Published on February 3rd, 2021 | by Emergent Enterprise0
How Watson, IBM’s AI, Is Powering Audio-Interactive VR/AR Environments
In real life, usually the best way for people to communicate is vocally. Yet often in virtual and augmented reality experiences that option isn’t even available. But that is changing as can be seen in this post from Anne McKinnon at VR Scout. Developers of AR/VR applications and devices are increasingly integrating voice recognition and artificial intelligence resulting in more engaging and true-to-life experiences. This mashup of technologies is making its way into gaming and training so that users can direct the experience in powerful ways. As people get accustomed to voice recognition devices and interactions with AI and bots, talking to tech is becoming more common and even expected.
Image courtesy: Ben Hider / Getty Images
As VR and AR continue to become more mainstream, the expectations of users are also on the rise. The last big breakthrough we saw in ease-of-use interactivity was the launch of hand tracking and gesture recognition on enterprise and consumer VAR devices.
IBM predicts that AI will unlock the next generation of interactivity for XR experiences, describing in the 2021 Unity Technology Trends Report that the maturity of AI will play a key role beyond hand tracking, and into the world of voice.
This will include query based voice interactions for a new level of digital agency, and even the ability to interact with and control digital environments through conversation.
Curious to learn more, I reached out to Joe Pavitt, Master Inventor and Emerging Technology Specialist at IBM Research Europe.
NATURAL LANGUAGE PROCESSING
Natural language processing is a type of machine learning that powers realistic conversation between humans and machines. IBM’s key technology in this area is Watson, their AI assistant.

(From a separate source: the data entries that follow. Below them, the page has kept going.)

PR #681, opened 2018-08-14
Fix for https://github.com/Microsoft/sqlopsstudio/issues/1317

alanrenmsft:
When SQL tools service passes the query result back, a ToString operation is used to get the display value for each cell, this works fine if we are only showing the results in the query result window, but can be problematic if we need to use the display value to convert to specific types, for example decimal type. the fix is to introduce a new property to the contract type DbCellType: InvariantCultureDisplayValue, then from the client side we can safely convert the data to specific types.

This fix to the issue needs to be implemented in both SqlToolsService and SqlOpsStudio. there will be a separate PR for sqlopsstudio.

### DIFF
--- a/src/Microsoft.SqlTools.ServiceLayer/QueryExecution/DataStorage/ServiceBufferFileStreamReader.cs
+++ b/src/Microsoft.SqlTools.ServiceLayer/QueryExecution/DataStorage/ServiceBufferFileStreamReader.cs
@@ -151,11 +151,11 @@ namespace Microsoft.SqlTools.ServiceLayer.QueryExecution.DataStorage
 
                 // Use the right read function for the type to read the data from the file
                 ReadMethod readFunc;
-                if(!readMethods.TryGetValue(colType, out readFunc))
+                if (!readMethods.TryGetValue(colType, out readFunc))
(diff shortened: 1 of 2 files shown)


src/Microsoft.SqlTools.ServiceLayer/QueryExecution/DataStorage/ServiceBufferFileStreamReader.cs
```diff
@@ -216,6 +218,17 @@ private void AssureBufferLength(int newBufferLength)
                 T resultObject = convertFunc(length.ValueLength);
                 result.RawObject = resultObject;
                 result.DisplayValue = toStringFunc == null ? result.RawObject.ToString() : toStringFunc(resultObject);
+                if(setInvariantCultureDisplayValue)
```
kburtram: nit: in this code base the convention is to put a `' '` character between `'f'` and `'('` in `if` statements.

alanrenmsft: done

Pavitt describes how Watson uses classifiers to recognize different components in speech. This makes it easier to interpret varying inputs or asks, and also easier for a developer to build the speech interfaces into an experience.
“When you program [speech] into a game, you may have 10 intents that you will need to handle, but the freedom of being able to use your own voice as the user makes it feel like you’ve got infinite things to ask. Even if you ask something completely obscure, you could still classify it in such a way that it’s integrated with the story and the flow of what you’re expecting,” says Pavitt.
He gives the example of Star Trek: Bridge Crew, a VR game that was made in collaboration with Ubisoft. You can play with ‘crewbots’ who, with the help of Watson-powered voice recognition – will listen to and carry out commands.
“You could be the captain of the Enterprise, and bark orders at anyone with your voice. You didn’t have to keep hitting menu buttons, you were just talking to the characters and telling them what to do,” says Pavitt.
In terms of voice recognition, he explains how natural language processing works in this context.
“You have ‘increase the engine power to 70%’. That’s classified as ‘engine power’. We know the intent of what they want to do. You could also say ’increase the engine thrust to 70%’. You could say ‘increase thrust’ without saying the word ‘engine’ and it would still be classified ‘engine power’. So functionally, that’s how it works,” says Pavitt.